60年も前のこと。人類は不死を手に入れた。神々の口にする黄金の果実ではなく、知恵の実によって――早い話が科学の発達の末、意識を含めた人体データの保存・転送と新しい肉体の培養が可能になった。それに伴う倫理的な議論はたいそう紛糾したらしいけど、結局は生への執着が何もかも押し流してしまった。悪いこととは思わない。そのおかげで私は今、棺桶に入ったトマトピューレじゃなく、こうして生きた透理と会話ができているわけだし。
「だけどさ」
透理がかくんと首を傾げる。漫画みたいにオーバーな、いつも通りの彼女の仕草。
「どういう理屈で『今のわたし』が『前のわたし』と同じだってことになったわけ? 昔は体が死んだ時点でその人はお終い、って判断だったんでしょ」
「ええと……」
中学校で習ったはずのことだけど、どうせ綺麗さっぱり忘れてしまったんだろう。どう答えたものか、うまい説明を考える。
5秒。
「……昔は昔、今は今だよ」
「あっ! 誤魔化した! 説明めんどくさいからって!」
「だってさ……、一般常識って一番説明しづらいものじゃん」
「は!? つまりわたしが非常識ってこと!?」
「病院で大声を出すくらいには」
はっ、と息を呑んで、透理は口を押さえる。やっぱり漫画の仕草だ。そしてそのまま、ぼそぼそ呻き始める。
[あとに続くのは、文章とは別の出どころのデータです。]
PR #2071, opened 2024-11-13
#2064 NOTES - Elig Summ - Back out of all Case Notes after completed

C-Love:
Update to Eligibility Summary to ensure it will work well with the updates to start_a_blank_case_note. 

When a CASE/NOTE is created and all information is entered, we need to back out by pressing PF3 before continuing the script.


MDR22 (approved):
Looks good!

PR #213, opened 2022-08-11
Generate lcov coverage report

florianGla:


internal/cmd/coverage/coverage.go
```diff
@@ -158,21 +170,39 @@ func (c *coverageCmd) run() error {
...
+		lcovReport, err := c.generateLcovReport(buildResult.Executable, buildResult.RuntimeDeps, false)
+		if err != nil {
+			return err
+		}
+
+		reportPath, err := c.writeReportToFile(buildResult.Executable, lcovReport)
+		if err != nil {
+			return err
+		}
+		log.Successf("Created coverage LCOV report: %s", reportPath)
```
jochil, line 208: I think we can move this block and the similar one above, out of the switch block... due to the default value there should be always a report to write to a file

jochil (approved):

PR #215, opened 2022-08-11
Canonicalize BuildResult members

fmeum:


internal/cmd/bundle/bundle.go
```diff
@@ -293,6 +293,14 @@ func assembleArtifacts(fuzzTest string, buildResult *build.Result, projectDir st
 	buildArtifactsPrefix := filepath.Join(fuzzTestPrefix(fuzzTest, buildResult), "bin")
 
 	// Add the fuzz test executable.
+	ok, err := fileutil.IsBelow(fuzzTestExecutableAbsPath, buildResult.BuildDir)
+	if err != nil {
+		err = errors.WithStack(err)
```
adombeck, line 298: This attaches a duplicate stack trace
```suggestion
```

internal/cmd/bundle/bundle.go
```diff
@@ -293,6 +293,14 @@ func assembleArtifacts(fuzzTest string, buildResult *build.Result, projectDir st
...
+		return
+	}
+	if !ok {
+		err = errors.Errorf("fuzz test executable (%s) is not below build directory (%s)", fuzzTestExecutableAbsPath, buildResult.BuildDir)
```
adombeck, line 302: I'm surprised the linter didn't catch that the value assigned to `err` here is never used
```suggestion
		err = errors.Errorf("fuzz test executable (%s) is not below build directory (%s)", fuzzTestExecutableAbsPath, buildResult.BuildDir)
		return
```

adombeck (approved):

PR #219, opened 2022-08-12
feat: check command dependencies on demand

jochil:
This change includes the package `dependencies` that holds definitions of the cifuzz dependencies (incl. versions) and offers functionality to perform checks.
Also all commands with dependencies were adjusted to check them at the beginning of the `run` function.


CODEOWNERS
```diff
@@ -22,3 +22,4 @@
 /docs @jochil 
 /examples @jochil
 /pkg/coverage @jochil
+/pgk/dependencies @jochil
```
fmeum, line 25:
```suggestion
/pkg/dependencies @jochil
```

pkg/dependencies/deps.go
```diff
@@ -0,0 +1,87 @@
...
+	"code-intelligence.com/cifuzz/pkg/runfiles"
+)
+
+type Key string
+
+const (
+	CLANG           Key = "clang"
+	CMAKE               = "cmake"
+	LLVM_COV            = "llvm-cov"
+	LLVM_SYMPOLIZER     = "llvm-symbolizer"
```
fmeum, line 17:
```suggestion
	LLVM_SYMBOLIZER     = "llvm-symbolizer"
```

pkg/dependencies/deps.go
```diff
@@ -0,0 +1,87 @@
...
+	Key        Key
+	MinVersion semver.Version
+	// these fields are used to implement custom logic to
+	// retrieve version or installation information for the
+	// specific dependency
+	GetVersion func(*Dependency) (*semver.Version, error)
+	Installed  func(*Dependency) bool
+}
+
+// Comparse MinVersion against GetVersion
```
fmeum, line 34:
```suggestion
// Compares MinVersion against GetVersion
```

pkg/dependencies/definitions_test.go
```diff
@@ -0,0 +1,51 @@
...
+func TestResetDefault(t *testing.T) {
+	oldDefault := Default
+	Default = Dependencies{}
+	ResetDefault()
+	assert.Len(t, Default, 5)
+
+	newKeys := maps.Keys(Default)
+	for key, _ := range oldDefault {
+		assert.Contains(t, newKeys, key)
+
```
fmeum, line 20:
```suggestion
```

pkg/dependencies/definitions.go
```diff
@@ -0,0 +1,104 @@
...
+	deps, err := Define([]Key{
+		CLANG,
+		CMAKE,
+		LLVM_COV,
+		LLVM_PROFDATA,
+		LLVM_SYMPOLIZER,
+	})
+
+	if err != nil {
+		panic("Unable do define default dependencies")
```
fmeum, line 26:
```suggestion
		panic("Unable to define default dependencies")
```

pkg/dependencies/definitions.go
```diff
@@ -0,0 +1,104 @@
...
+	}
+	Default = deps
+}
+
+// Defines a set of dependencies
+func Define(keys []Key) (Dependencies, error) {
+	deps := Dependencies{}
+	for _, key := range keys {
+		if dep, found := all[key]; found {
+			// make a copy of the dependency to be able to modify init
```
fmeum, line 36:
```suggestion
			// make a copy of the dependency to be able to modify it
```

internal/testutil/example_project.go
```diff
@@ -0,0 +1,29 @@
...
+
+	"github.com/otiai10/copy"
+	"github.com/pkg/errors"
+
+	"code-intelligence.com/cifuzz/util/testutil"
+)
+
+// Creates a copy of the the CMake example project in a temp dir and
+// change the workding dir to the new path
+func ChdirToClonedCmakeExamleProject(prefix string) (string, error) {
```
fmeum, line 15:
```suggestion
func ChdirToClonedCmakeExampleProject(prefix string) (string, error) {
```

internal/testutil/example_project.go
```diff
@@ -0,0 +1,29 @@
...
+	"path/filepath"
+	"runtime"
+
+	"github.com/otiai10/copy"
+	"github.com/pkg/errors"
+
+	"code-intelligence.com/cifuzz/util/testutil"
+)
+
+// Creates a copy of the the CMake example project in a temp dir and
```
fmeum, line 13:
```suggestion
// Creates a copy of the CMake example project in a temp dir and
```

internal/testutil/example_project.go
```diff
@@ -0,0 +1,29 @@
...
+// change the workding dir to the new path
```
fmeum, line 14:
```suggestion
// change the working dir to the new path
```

internal/cmd/bundle/bundle.go
```diff
@@ -279,6 +290,14 @@ func (c *bundleCmd) buildAllVariants() ([]map[string]*build.Result, error) {
 	return allVariantBuildResults, nil
 }
 
+func (c *bundleCmd) checkDependencies() (bool, error) {
+	deps := []dependencies.Key{dependencies.CLANG, dependencies.LLVM_SYMBOLIZER}
```
fmeum, line 294: I don't think we need the llvm-symbolizer for `bundle`, only for `run`.

internal/cmd/coverage/coverage_test.go
```diff
@@ -1,15 +1,108 @@
...
+func TestClangMissing(t *testing.T) {
+	deps := dependencies.CreateTestDeps(t, []dependencies.Key{
+		dependencies.CLANG, dependencies.LLVM_SYMBOLIZER, dependencies.LLVM_COV, dependencies.LLVM_PROFDATA, dependencies.CMAKE,
+	})
+	deps[dependencies.CLANG].Installed = func(d *dependencies.Dependency) bool {
+		return false
+	}
+
+	// clone the example project because this command needs to parse an actual
+	// project config... if there is no it will fail before the dependency check
```
fmeum, line 51:
```suggestion
	// project config... if there is none it will fail before the dependency check
```

internal/cmd/coverage/coverage_test.go
```diff
@@ -1,15 +1,108 @@
...
+func TestCMakeMissing(t *testing.T) {
+	deps := dependencies.CreateTestDeps(t, []dependencies.Key{
+		dependencies.CLANG, dependencies.LLVM_SYMBOLIZER, dependencies.LLVM_COV, dependencies.LLVM_PROFDATA, dependencies.CMAKE,
+	})
+	deps[dependencies.CMAKE].Installed = func(d *dependencies.Dependency) bool {
+		return false
+	}
+
+	// clone the example project because this command needs to parse an actual
+	// project config... if there is no it will fail before the dependency check
```
fmeum, line 73:
```suggestion
	// project config... if there is none it will fail before the dependency check
```

internal/cmd/coverage/coverage_test.go
```diff
@@ -1,15 +1,108 @@
...
+func TestLlvmCovVersion(t *testing.T) {
+	deps := dependencies.CreateTestDeps(t, []dependencies.Key{
+		dependencies.CLANG, dependencies.LLVM_SYMBOLIZER, dependencies.LLVM_COV, dependencies.LLVM_PROFDATA, dependencies.CMAKE,
+	})
+	deps[dependencies.LLVM_COV].GetVersion = func(d *dependencies.Dependency) (*semver.Version, error) {
+		return semver.NewVersion("0.0.0")
+	}
+
+	// clone the example project because this command needs to parse an actual
+	// project config... if there is no it will fail before the dependency check
```
fmeum, line 96:
```suggestion
	// project config... if there is none it will fail before the dependency check
```

internal/cmd/reload/reload_test.go
```diff
@@ -1,15 +1,92 @@
...
+
+	conf := config.NewConfig()
+	conf.BuildSystem = config.BuildSystemCMake
+
+	_, err := cmdutils.ExecuteCommand(t, New(conf), os.Stdin)
+	require.Error(t, err)
+
+	output, err := io.ReadAll(testOut)
+	require.NoError(t, err)
+	assert.Contains(t, string(output), "cmake has invalid version")
```
fmeum, line 91: Great tests!

pkg/dependencies/definitions.go
```diff
@@ -0,0 +1,104 @@
...
+
+type Dependencies map[Key]*Dependency
+
+var Default Dependencies
+
+func init() {
+	ResetDefault()
+}
+
+func ResetDefault() {
```
fmeum, line 16: If this is only used in tests, could we call it `ResetDefaultsForTestsOnly`?

pkg/dependencies/version.go
```diff
@@ -0,0 +1,70 @@
...
+)
+
+// returns the currently installed clang version
+func clangVersion(dep *Dependency) (*semver.Version, error) {
+	path, err := dep.finder.ClangPath()
+	if err != nil {
+		return nil, err
+	}
+
+	re := regexp.MustCompile(`(?m)^clang version (?P<version>\d+.\d+.\d+)$`)
```
fmeum, line 19: On my system, the output is `Ubuntu clang version 14.0.0-1ubuntu1`. How about:
```suggestion
	re := regexp.MustCompile(`(?m)clang version (?P<version>\d+.\d+.\d+)$`)
```

pkg/dependencies/version.go
```diff
@@ -0,0 +1,70 @@
...
+	version, err := parseCommandVersionWithRegex(path, []string{"--version"}, re, dep.Key)
+	if err != nil {
+		return nil, errors.WithStack(err)
```
fmeum, line 22: If we fail to detect the version, maybe we should assume it to be valid instead? I'm worried about breaking third-party builds of clang and/or CMake purely because our version parsing isn't lenient enough.

pkg/dependencies/version.go
```diff
@@ -0,0 +1,70 @@
...
+	}
+	return version, nil
+}
+
+// helper for parsing the --version output for different llvm tools,
+// for example llvm-cov, llvm-symbolizer
+func llvmVersion(path string, dep *Dependency) (*semver.Version, error) {
+	re := regexp.MustCompile(`(?m)^\s*LLVM version (?P<version>\d+.\d+.\d+)$`)
```
fmeum, line 30: On my system: `Ubuntu LLVM version 14.0.0`
```suggestion
	re := regexp.MustCompile(`(?m)\s*LLVM version (?P<version>\d+.\d+.\d+)$`)
```

pkg/dependencies/version.go
```diff
@@ -0,0 +1,70 @@
...
+	return version, nil
+}
+
+func cmakeVersion(dep *Dependency) (*semver.Version, error) {
+	path, err := exec.LookPath("cmake")
+	if err != nil {
+		return nil, errors.WithStack(err)
+	}
+
+	re := regexp.MustCompile(`(?m)^\s*cmake version (?P<version>\d+.\d+.\d+)$`)
```
fmeum, line 45: I'm not sure whether CMake 3.22 isn't printing out `cmake version 3.22` rather than `cmake version 3.22.0`. Maybe we should always make the patch version optional?

internal/cmd/bundle/bundle.go
jochil: ok... the symbolizer is only used for the fuzzing run, or?

internal/cmd/reload/reload_test.go
jochil: thanks

pkg/dependencies/version.go
jochil: I checked this and I got this `cmake version 3.24.0`
But in general I think it would be a good idea... should we do it for all version checks?

pkg/dependencies/version.go
jochil: I think you are right... we can still give a warning, but at least let it pass. I would add it to `deps.CheckVersion()` to have it at a more "central" location

pkg/dependencies/definitions.go
jochil: It is also used in the `init()` of this file to actual set the Defaults

fmeum: Is there a situation in which non-test functions in other packages may want to call it? If not, I would still prefer the rename (or have it be internal and expose it via a public `ResetDefaultsForTestsOnly`.

pkg/dependencies/version.go
fmeum: Yes, that sounds like a reasonable approach.

pkg/dependencies/version.go
fmeum: Yes, I would say so. That's a case where being more lenient generally pays off.

pkg/dependencies/definitions.go
jochil: The latter sounds good to me... this would avoid having `ResetDefaultsForTestsOnly` called in the `init()`

pkg/dependencies/deps.go
```diff
@@ -0,0 +1,88 @@
...
+	// specific dependency
+	GetVersion func(*Dependency) (*semver.Version, error)
+	Installed  func(*Dependency) bool
+}
+
+// Compares MinVersion against GetVersion
+func (dep *Dependency) CheckVersion() bool {
+	currentVersion, err := dep.GetVersion(dep)
+	if err != nil {
+		log.Errorf(err, "Unable to get current version for %s", dep.Key)
```
fmeum, line 38: IMO we should use `Warningf` here if we don't fail.

pkg/dependencies/deps.go
```diff
@@ -0,0 +1,88 @@
...
+		// we want to be lenient if we were not able to extract the version
+		return true
+	}
+
+	if currentVersion.Compare(&dep.MinVersion) == -1 {
+		log.Warnf("Dependency %s has invalid version %s (min. %s)", dep.Key, currentVersion.String(), dep.MinVersion.String())
```
fmeum, line 44: How about 
```suggestion
		log.Warnf("cifuzz requires %s %s or higher, have %s", dep.Key, dep.MinVersion.String(), currentVersion.String())
```

pkg/dependencies/deps.go
```diff
@@ -0,0 +1,88 @@
...
+
+	"code-intelligence.com/cifuzz/pkg/log"
+	"code-intelligence.com/cifuzz/pkg/runfiles"
+)
+
+type Key string
+
+const (
+	CLANG           Key = "clang"
+	CMAKE               = "cmake"
```
fmeum, line 15: Are these also of type `Key` implicitly?

pkg/dependencies/deps.go
```diff
@@ -0,0 +1,88 @@
...
+	if currentVersion.Compare(&dep.MinVersion) == -1 {
+		log.Warnf("Dependency %s has invalid version %s (min. %s)", dep.Key, currentVersion.String(), dep.MinVersion.String())
+		return false
+	}
+	return true
+}
+
+func (dep *Dependency) Ok() bool {
+	if !dep.Installed(dep) {
+		log.Warnf("Dependency %s is not installed", dep.Key)
```
fmeum, line 52: I would prefer:
```suggestion
		log.Warnf("cifuzz requires %s, but it is not installed", dep.Key)
```

We could even pass in the command name as an argument and then print `cifuzz foo requires ...` instead.

pkg/dependencies/deps.go
fmeum: Wouldn't we see the warning just like we would the error? It just that if we show an error to the end user rather then a warning, they should be able to assume it's fatal.

pkg/dependencies/deps.go
jochil: No... untyped constants are a little bit counterintuitive
```
type Key string
const (
	C1 Key = "c1"
	C2
	C3 = "c3"
)
func main() {
	fmt.Printf("C1 %T\n", C1) // C1 main.Key
	fmt.Printf("C2 %T\n", C2) // C2 main.Key
	fmt.Printf("C3 %T\n", C3) // C3 string
}
```
It works as `Key` is a string type... but I will make it more explicit and add the types.

pkg/dependencies/deps.go
jochil: so `log.Warnf("Unable to get current version for %s, message: %+v", dep.Key, err)` ?

fmeum: Yes, that's what I meant.

fmeum (approved):

pkg/dependencies/deps.go
jochil: done that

「……じゃあいいよ。一生非常識人として生きてやる。お前に常識を教わらなかったせいだ。ことあるごとに笑われて、あのとき説明してくれたなら……、って恨んでやるんだ……」
恨むなら自分か学校にしておいてほしい。
まあ、一から話せば意外と分かってくれるかもしれない。それが無理でも、私が努力したっていう印象ぐらいは残るだろう。世の中、結果が全てじゃない。
「ポール・ワイスの思考実験は覚えてる?」
透理が目をぱちくりさせる。返事を聞かなくても分かる、優秀な意思表明機能。
「ええと、まずヒヨコを1羽用意する。……用意したと考える。思考実験だからね。実際にやらなくてもいい。この実験は頭の中だけで行われるもので……」
「それぐらいは、分かる」
不満で頬が膨らんだ。速やかに本題に入ろう。
「ヒヨコは生きていて、ピヨピヨ鳴いたり餌を食べたりする。小さいけど自立した生物だ」
「うん。……うん。かわいいよね」
真面目に想像しているらしい。視線が架空のヒヨコを追っている。この先を解説するのが少し気まずい。
「その、あー……、そこで、強力なミキサーを用意する」
「え?」
「ヒヨコをミキサーに入れて、完全に均質になるまで粉砕するんだ。ペースト状に」
「ぺ……」
架空ヒヨコを追っていた視線が一瞬固まってから、ぎこちなく、ゆっくりこちらに向けられる。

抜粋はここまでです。